Well, “literature isn’t for teaching true and correct and fair history,” but that doesn’t mean there can’t ever be editions with notes does it? And does all fiction count as “literature”? And so on. I’m still not convinced that it’s a bad idea to have an introduction or end notes or similar for Laura Ingalls Wilder novels – not least because her daughter had a much larger hand in writing them than anyone would guess from the absence of her name. I share some of Doyle’s dubiosity but I don’t think No Notes Allowed is reasonable.
I’m not against having content notes at all. I think it’s a good idea, just as it can be a good idea to have explanations of the historical context of ‘problematic’ statues rather than pulling them down.
But as I was thinking that, I was also thinking “but who’s going to write the content notes?”
latsot, yeah, that’s part of my problem with them.
Historical context is important; that together with definitions of hard words or outdated objects is reasonable. But Doyle’s conflation of “context notes” with “trigger warnings” makes me think that’s not what he’s worried about.
I know that some fictional content can be distressing, and I agree that it’s good to help children (and teens) learn to process such content.
I don’t trust the current crop of self-appointed moral arbiters to do a good job it; that’s my main problem with the project. Though I admit Cambridge’s description of what they’re doing doesn’t sound bad.

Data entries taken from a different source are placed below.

PR #309, opened 2023-05-12
add 'text' as an alias for 'txt' in markdown

Gankra:
This is a super standard convention in the rust ecosystem because defaulting to rust requires a way to say 'no for reals its just text don't do anything fancy'.


ashleygwilliams (approved):
i def approve this, but we should probably also not default to rust highlighting given that oranda supports projects that use all sorts of languages-

ashleygwilliams:
filed https://github.com/axodotdev/oranda/issues/310

PR #316, opened 2023-05-16
feat(mdbook): clean up mdbook integration

### LINKED ISSUE #287: better mdbook integration
We already have a builtin "md_book" key, so we've already blessed it as builtin. We should then ideally only require you to give us the dir where book.toml is and then:

* install mdbook for you (config for version?)
* run `mdbook build` for you
* find the output dir for you (parse book.toml)

Then the entire mdbook section could ideally be removed from the CI, preventing confusing/annoying desyncs between config and CI (alternatively to installing/building mdbook within oranda itself: `oranda init` generates the mdbook stuff in the CI if you enable mdbook integration, so humans can't mess it up).

### LINKED ISSUE #311: mdbook support doesn't work if mdbook's target dir isn't called "book"
This is a confluence of these two pieces of code:

https://github.com/axodotdev/oranda/blob/fe3620595357c7b3322b6b260b0ebd1a03714b6c/src/site/mod.rs#L144

https://github.com/axodotdev/oranda/blob/fe3620595357c7b3322b6b260b0ebd1a03714b6c/src/site/layout/header.rs#L78-L82

The first part copies the dir without renaming it (so whatever name it has ends up in `/public/`

The second part assumes that the resulting dir of the above is `public/book/`.

I'm hitting this because I'm trying to use mdbook-linkcheck in cargo-dist, [and as its docs note](https://github.com/Michael-F-Bryan/mdbook-linkcheck):

>  Note: When multiple [output] items are specified, mdbook tries to ensure that each [output] gets its own sub-directory within the build-dir (book/ by default).
>
> That means if you go from only having the HTML renderer enabled to enabling both HTML and the linkchecker, your HTML will be placed in book/html/ instead of just book/ like before.

So now my book is `../book/book/html/`, which means it becomes `/public/html`, but oranda links `/public/book/`.

### LINKED ISSUE #315: [axomdbook] expand the "mdbook" config to be an Object with many fields
* path to mdbook instance
* whether to enable the axomdbook theme

Gankra:
* config is now called 'mdbook' instead of 'md_book'
* config is now an Object that takes 'path' to the root dir of the book
* we will now build your mdbook for you as part of oranda build
* we will now properly handle when you have multiple renderers (finding the html output)

future work will introduce integrated theme support

fixes #315 
fixes #311
fixes #287

### DIFF
--- a/.github/workflows/web.yml
+++ b/.github/workflows/web.yml
@@ -60,21 +60,7 @@ jobs:
           toolchain: stable
           override: true
 
-      # OPTIONAL: build your mdbook
-      # Note that "./docs/" is the directory in our repo where the book.toml is
-      # and we pass that to mdbook. You also need to tell oranda.json this with
-      #   "md_book": "./docs/book/" 
-      # ("book" being the dir where mdbook writes is output)
-      - name: Install mdbook
-        run: |
-          mkdir mdbook
-          curl -sSL https://github.com/rust-lang/mdBook/releases/download/v0.4.14/mdbook-v0.4.14-x86_64-unknown-linux-gnu.tar.gz | tar -xz --directory=./mdbook
-          echo `pwd`/mdbook >> $GITHUB_PATH
-      - name: Run mdbook build
-        run: |
-          mdbook build docs
-      
-      # Install and run oranda
+      # Install and run oranda (and mdbook)
       # This will write all output to ./public/ (including copying mdbook's output to there)
       - name: Install and run oranda
         # Install from this checkout because WE'RE ORANDA
--- a/docs/book.toml
+++ b/docs/book.toml
@@ -3,3 +3,6 @@ authors = ["axodotdev"]
 language = "en"
 multilingual = false
 src = "src"
+
+[output.markdown]
+[output.html]
--- a/oranda.json
+++ b/oranda.json
@@ -2,7 +2,7 @@
   "favicon": "https://www.axo.dev/favicon.ico",
   "path_prefix": "oranda",
   "mdbook": {
-    "path": "./docs/",
+    "path": "./docs",
     "theme": true
   },
   "changelog": true,
--- a/oranda.json
+++ b/oranda.json
@@ -1,7 +1,10 @@
 {
   "favicon": "https://www.axo.dev/favicon.ico",
   "path_prefix": "oranda",
-  "md_book": "./docs/book/",
+  "mdbook": {
+    "path": "./docs/",
+    "theme": true
+  },
   "changelog": true,
   "social": {
     "image": "https://www.axo.dev/meta_small.jpeg",
--- a/src/config/mod.rs
+++ b/src/config/mod.rs
@@ -15,7 +15,7 @@ use std::collections::HashMap;
 
 use theme::Theme;
 
-pub use self::oranda::BookConfig;
+pub use self::oranda::MdBookConfig;
 
 #[derive(Debug)]
 pub struct Config {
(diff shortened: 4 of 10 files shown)


.github/workflows/web.yml
```diff
@@ -60,21 +60,7 @@ jobs:
           toolchain: stable
           override: true
 
-      # OPTIONAL: build your mdbook
```
ashleygwilliams, line 63: you love to see it

oranda.json
```diff
@@ -1,7 +1,10 @@
 {
   "favicon": "https://www.axo.dev/favicon.ico",
   "path_prefix": "oranda",
-  "md_book": "./docs/book/",
+  "mdbook": {
+    "path": "./docs/",
```
ashleygwilliams: is the trailing slash here load bearing? if not i feel like it would be best to remove it

docs/book.toml
```diff
@@ -3,3 +3,6 @@ authors = ["axodotdev"]
 language = "en"
 multilingual = false
 src = "src"
+
+[output.markdown]
+[output.html]
```
Gankra, line 8: oops, i didn't mean to check this in, although it's harmless -- this makes oranda's mdbook more adversarial, placing the output in ./docs/book/html rather than just ./docs/book. Integrating the library makes this transparently handled for us.

oranda.json
```diff
@@ -1,7 +1,10 @@
...
+    "theme": true
```
ashleygwilliams, line 6: i think by default we should theme mdbook using the theme that folks set oranda up with- i think this field should be an override that takes a string that is the theme name (in particular for cases where there is not an mdbook theme for the oranda theme chosen)

src/config/mod.rs
```diff
@@ -37,7 +39,8 @@ pub struct Config {
     pub favicon: Option<String>,
     pub path_prefix: Option<String>,
     pub license: Option<String>,
-    pub md_book: Option<String>,
+    /// The config for using mdbook
+    pub md_book: Option<BookConfig>,
```
ashleygwilliams: i would rename this MdBookConfig as i suspect in the fullness of time we may support other "book" providers

src/site/mod.rs
```diff
@@ -140,11 +142,31 @@ impl Site {
                 full_path.parent().unwrap().as_str(),
             )?;
         }
-        if let Some(book_path) = &config.md_book {
-            Self::copy_static(dist, book_path)?;
+        if let Some(book_cfg) = &config.md_book {
```
ashleygwilliams: if the preferred key name is `mdbook` we should propagate that throughout the program imo

src/site/mod.rs
```diff
@@ -140,11 +142,31 @@ impl Site {
...
+                .expect("mdbook path wasn't utf8");
+
+            // Build the mdbook
+            md.build().map_err(|e| OrandaError::MdBookBuild {
+                path: book_path.clone(),
+                inner: e,
+            })?;
+
+            // Copy the contents to "public/book/"
+            let book_dist = dist.join("book");
```
ashleygwilliams: i suspect that folks will want this to be configurable (there's mdbook config for this ya?)

docs/book.toml
ashleygwilliams: oh interesting, yeah i didn't entirely know what this did- does this mean running mdbook locally would create output in a different location or no?

src/site/mod.rs
Gankra: i agree but i would like to punt on that here, if that's ok? (we already required you to call the dir book, we just broke if you tried to diverge)

ashleygwilliams (approved):

PR #317, opened 2023-05-16
cleanup cargo-dist manifest fetching/selection

### LINKED ISSUE #302: oranda recommends prereleases on the home page
https://opensource.axo.dev/cargo-dist/

is currently recommending v0.1.0-prerelease.3, when ideally it would be recommending v0.7.0, the last stable release.

Gankra:
This makes Release::new async so that we can fetch all Github Releases in parallel.

Because I needed to rework the loop already, I took the time to introduce more robust logic for selecting the 'latest' dist release, in a way that's more aware of non-dist-releases and prereleases.

fixes #302

### DIFF
--- a/src/data/mod.rs
+++ b/src/data/mod.rs
@@ -90,8 +90,10 @@ impl Context {
         // that don't use cargo-dist, we're going to prefer the cargo-dist one, but we should
         // warn the user that things are wonky
         if latest_dist_release.is_some() && latest_dist_release != latest_stable_release {
-            let msg = "You have newer stable Github Releases than your latest cargo-dist Release. Is this intended? (We're going to prefer the cargo-dist one.)";
-            Message::new(MessageType::Warning, msg).print();
+            let dist_rel = &all[latest_dist_prerelease.unwrap()].source.tag_name;
+            let stable_rel = &all[latest_stable_release.unwrap()].source.tag_name;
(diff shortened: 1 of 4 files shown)


src/data/mod.rs
```diff
@@ -33,35 +33,77 @@ impl Context {
...
+        // This prevents us recommending an unstable dist-release over a stable non-dist-release.
+        if latest_stable_release.is_some() {
+            latest_dist_prerelease = None;
+        }
+
+        // If we found a stable cargo-dist release, but there's even newer stable releases
+        // that don't use cargo-dist, we're going to prefer the cargo-dist one, but we should
+        // warn the user that things are wonky
+        if latest_dist_release.is_some() && latest_dist_release != latest_stable_release {
+            let msg = "You have newer stable Github Releases than your latest cargo-dist Release. Is this intended? (We're going to prefer the cargo-dist one.)";
```
ashleygwilliams: i could imagine it'd be useful to say the release names perhaps, e.g. "name@version" - it would make it easier to know if things were correct or not

ashleygwilliams (commented):
lgtm! one comment on improving the error message to be more actionable/auditable

src/data/mod.rs
Gankra: went with tag-name

ashleygwilliams (approved):

PR #326, opened 2023-05-19
reintegrate axoproject

Gankra:


tests/config/mod.rs
```diff
@@ -1,22 +1,24 @@
...
+    let temppath = Utf8Path::from_path(tempdir.path()).expect("non-utf8 temp path");
     let package_json = tempdir.child("package.json");
     package_json
         .write_str(project_config::package_json())
         .expect("failed to write package_json");
 
     assert_eq!(
-        ProjectConfig::detect(&Some(tempdir.path().to_path_buf())),
-        Some(Type::JavaScript(JavaScript {}))
+        ProjectConfig::get_project(temppath).unwrap().0.kind,
```
ashleygwilliams: this is tough to read- could we at least drop the `.0`?

src/errors.rs
```diff
@@ -99,6 +100,14 @@ pub enum OrandaError {
         path: String,
         inner: mdbook::errors::Error,
     },
+    #[error("We found a {kind} project at {manifest_path} but there was an issue")]
```
ashleygwilliams: do we want to add "potential" here like in axoproject?

src/config/project/mod.rs
```diff
@@ -23,35 +19,144 @@ pub struct ProjectConfig {
...
+
+                if let Some(pkg_idx) = package {
+                    // Nice, this package is a perfect candidate
+                    Some((workspace, pkg_idx))
+                } else {
+                    // Found a workspace but none of the packages specifically control this dir.
+                    // This can happen if you run oranda in a dir with a virtual Cargo.toml.
+                    Message::new(
+                        MessageType::Warning,
+                        &format!("Ignoring {:?} project, none of the packages seem to own this directory", workspace.kind),
```
ashleygwilliams: the comment here makes more sense to me than the error message. i think it might be useful to mention that it's likely a cargo workspace and that oranda is per cargo "package" right now and so it should be run in the package dir not the workspace dir

ashleygwilliams (approved):

ashleygwilliams (approved):

PR #328, opened 2023-05-22
fix: add missing logic for non google analytics

### LINKED ISSUE #327: plausible (maybe more analytics) not working
adding the plausible config block does not actually generate any snippets in the resulting build

manyinsects:
closes #327


ashleygwilliams (commented):
lgtm, can we add a test so we dont regress on this again?

manyinsects:
@ashleygwilliams done!

ashleygwilliams (approved):

PR #332, opened 2023-05-22
make the path we pass to mdbook absolute to prevent plugins like link…

Gankra:
…check from freaking out

no idea why this happens. also this is kinda a hacky fix, we should probably do this transform at the time we make the config so that it's relative to oranda.json, and not the cwd.

wanted to put this up before i forget.

### DIFF
--- a/docs/src/configuration/syntax-theme.md
+++ b/docs/src/configuration/syntax-theme.md
@@ -1,6 +1,6 @@
 # Syntax Theme
 
-When it comes to syntax highlighting by default oranda will use the [`material-theme`](./themes/themes.html#materialtheme) and can be easily changed for any of the default themes that can be seen in the [Available themes page](./themes/themes).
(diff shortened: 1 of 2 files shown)


Gankra:
nb this fixes... oh dang i don't think i ever filed the issue

cargo-dist's web.yml doesn't have linkcheck enabled because currently when oranda runs web.yml it just errors out with path errors. this does not occur if you run the actual mdbook cli, so I guess they normalize the path?

https://github.com/axodotdev/cargo-dist/blob/b892c8e3b34eb4cbeb8089c57a350f5e4af46d50/book/book.toml#L12-L13

Gankra:
oh hmm the driveby link fixes i did i think aren't right. i'm not sure if the page this is referring to exists at all anymore

Gankra:
This is now folded into #339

I have an (admittedly vague) idea that teachers should address the issue in the generic as well as the specific, by emphasizing critical reading skills so that children can learn to contextualize fiction for themselves. Maybe that’s too much to ask of a ten year old.
But I didn’t say anything about fictional content that’s distressing. I said anything about historical accuracy. Granted I think accuracy about, I don’t know, what fashionable color people liked during the middle of Victoria’s reign is interesting but less needed than setting the story straight about Pa Ingalls’s theft of land, but even that isn’t because of distress but rather because it matters.
You didn’t, but Doyle did. I was reading you as if you were disagreeing with Doyle’s point, which was really about trigger warning-type content notes, instead of as “But content notes in themselves aren’t a bad thing,” which I see now is all’s you meant. My inner Devil’s Advocate was working overtime.
*Emily Litella voice* Never mind.
Hahahahaha what would we do without the Litella “never mind.”